Whole genome sequencing studies applied to large populations or biobanks with extensive phenotyping raise new analytic challenges. The need to consider many variants at a locus or group of genes simultaneously and the potential to study many correlated phenotypes with shared genetic architecture provide opportunities for discovery and inference that are not addressed by the traditional one variant-one phenotype association study. Here we introduce a model comparison approach we refer to as MRP for rare variant association studies that considers correlation, scale, and location of genetic effects across a group of genetic variants, phenotypes, and studies. We consider the use of summary statistic data to apply univariate and multivariate gene-based meta-analysis models for identifying rare variant associations with an emphasis on protective protein-truncating variants that can expedite drug discovery.

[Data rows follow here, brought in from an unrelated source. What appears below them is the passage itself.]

PR #11182, opened 2025-01-07
chore: replace updateQuadBounds with updateTextBounds in text

GoodBoyDigital:
##### Description of change
- replaced updateQuadBounds with updateTextBounds in text renderering pipes
- Updated CanvasTextPipe and HTMLTextPipe to use the new updateTextBounds function for better handling of text bounds.
- Removed padding parameter from updateQuadBounds calls, simplifying the bounds update logic.
- Introduced updateTextBounds function to manage text-specific bounds adjustments, including padding compensation.
- Refactored Sprite visualBounds getter to remove unnecessary padding argument in updateQuadBounds.

##### Pre-Merge Checklist

### DIFF
--- a/src/scene/text/utils/updateTextBounds.ts
+++ b/src/scene/text/utils/updateTextBounds.ts
@@ -1,0 +1,29 @@
+import { updateQuadBounds } from '../../../utils/data/updateQuadBounds';
+import { type BatchableSprite } from '../../sprite/BatchableSprite';
+import { type AbstractText } from '../AbstractText';
+
+/**
+ * Updates the bounds of the given batchable sprite based on the provided text object.
+ *
+ * This function adjusts the bounds of the batchable sprite to match the dimensions
+ * and anchor point of the text's texture. Additionally, it compensates for any padding
+ * specified in the text's style to ensure the text is rendered correctly on screen.
+ * @param {BatchableSprite} batchableSprite - The sprite whose bounds need to be updated.
+ * @param {AbstractText} text - The text object containing the texture and style information.
+ */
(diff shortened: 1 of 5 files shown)


src/utils/__tests__/updateQuadBounds.test.ts
```diff
@@ -0,0 +1,80 @@
+import { type ObservablePoint } from '../../maths/point/ObservablePoint';
+import { type Texture } from '../../rendering/renderers/shared/texture/Texture';
```
bigtimebuddy, line 2:
```suggestion
import { type ObservablePoint } from '~/maths';
import { type Texture } from '~/rendering';
```

src/scene/text/utils/updateTextBounds.ts
```diff
@@ -0,0 +1,33 @@
...
+    // the texture itself. However, we don't want this padding to affect the text's
+    // actual position on screen.
+    // To compensate, we shift the render position back by the padding amount,
+    // ensuring the text appears exactly where intended while maintaining the
+    // buffer zone around it.
+
+    bounds.minX -= padding;
+    bounds.minY -= padding;
+    bounds.maxX -= padding;
+    bounds.maxY -= padding;
```
bigtimebuddy, line 32: Should this be?

```ts
bounds.maxX += padding;
bounds.maxY += padding;
```

GoodBoyDigital: good question! We are applying an offset to the bounds rather than padding the bounds here, so this this is all good! It gets confusing as the padding is the offset value we need! ( to account for the extra padding in the texture)

Zyie (approved):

Through simulation studies, we demonstrate that the proposed model comparison approach can improve ability to detect rare variant association signals. We also apply the model to two groups of phenotypes from the UK Biobank: 1) asthma diagnosis (43,626 cases), eosinophil counts, forced expiratory volume, and forced vital capacity; and 2) glaucoma diagnosis (5,863 cases), intra-ocular pressure, and corneal resistance factor. We are able to recover known associations such as the protective association between rs146597587 in IL33 and asthma (log10 (Bayes Factor) = 29.4). We also find evidence for novel protective associations between rare variants in ANGPTL7 and glaucoma (log10 (Bayes Factor) = 13.1). Overall, we show that the MRP model comparison approach is able to retain and improve upon useful features from widely-used meta-analysis approaches for rare variant association analyses and prioritize protective modifiers of disease risk.

Author summary Due to the continually decreasing cost of acquiring genetic data, we are now beginning to see large collections of individuals for which we have both genetic information and trait data such as disease status, physical measurements, biomarker levels, and more. These datasets offer new opportunities to find relationships between inherited genetic variation and disease. While it is known that there are relationships between different traits, typical genetic analyses only focus on analyzing one genetic variant and one phenotype at a time. Additionally, it is difficult to identify rare genetic variants that are associated with disease due to their scarcity, even among large sample sizes. In this work, we present a method for identifying associations between genetic variation and disease that considers multiple rare variants and phenotypes at the same time. By sharing information across rare variant and phenotypes, we improve our ability to identify rare variants associated with disease compared to considering a single rare variant and a single phenotype. The method can be used to identify candidate disease genes as well as genes that might represent attractive drug targets.

Copyright 
The copyright holder for this preprint is the author/funder, who has granted bioRxiv a license to display the preprint in perpetuity. It is made available under a CC-BY 4.0 International license.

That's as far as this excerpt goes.